=== EXERCISE ===
Only a single number is expected: how many lines of the data hold the word "info".

=== EXERCISE DATA ===
PR #388, opened 2020-01-14
Swallowfix

sbird:
Fix a rare case where gas particles were half swallowed, the black hole merges, and then they are swallowed but not garbage.

### DIFF
--- a/libgadget/blackhole.c
+++ b/libgadget/blackhole.c
@@ -84,7 +84,8 @@ typedef struct {
 } TreeWalkNgbIterBHFeedback;
 
 struct BHPriv {
-    /*Temporary array to store the IDs of the swallowing black hole for gas*/
+    /* Temporary array to store the IDs of the swallowing black hole for gas.
+     * We store ID + 1 so that SwallowID == 0 can correspond to the unswallowed case. */
     MyIDType * SPH_SwallowID;
     /* These are temporaries used in the accretion treewalk*/
     MyFloat * MinPot;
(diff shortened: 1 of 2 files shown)


libgadget/blackhole.c
```diff
@@ -84,7 +84,8 @@ typedef struct {
 } TreeWalkNgbIterBHFeedback;
 
 struct BHPriv {
-    /*Temporary array to store the IDs of the swallowing black hole for gas*/
+    /* Temporary array to store the IDs of the swallowing black hole for gas.
+     * We store ID + 1 so that SwallowID == 0 can correspond to the unswallowed case. */
```
rainwoodman: Might be cleaner using 0xffff ffff ffff ffff for un-swallowed.

libgadget/blackhole.c
```diff
@@ -233,20 +234,7 @@ blackhole(const ActiveParticles * act, ForceTree * tree, FILE * FdBlackHoles)
...
-                priv->SPH_SwallowID[P[p_i].PI] = -1;
-        }
-    }
-    else {
-        #pragma omp parallel for
-        for(i = 0; i < SlotsManager->info[0].size; i ++) {
-            priv->SPH_SwallowID[i] = -1;
-        }
-    }
+    memset(priv->SPH_SwallowID, 0, SlotsManager->info[0].size * sizeof(MyIDType));
```
rainwoodman: memset, -1 will set to all 0xff-s.

libgadget/blackhole.c
sbird: Then I can't use < cleanly and I need to worry about integer overflow. This is a temporary only used in this routine so a constant offset is not a big deal.

PR #390, opened 2020-01-23
Fofmasschanges

sbird:
This implements what we talked about: the smallest seed black hole now scales smoothly with the resolution of the simulation. Two less parameters we usually need to change!


sbird:
Decided not to do this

=== EXERCISE RESULT ===
2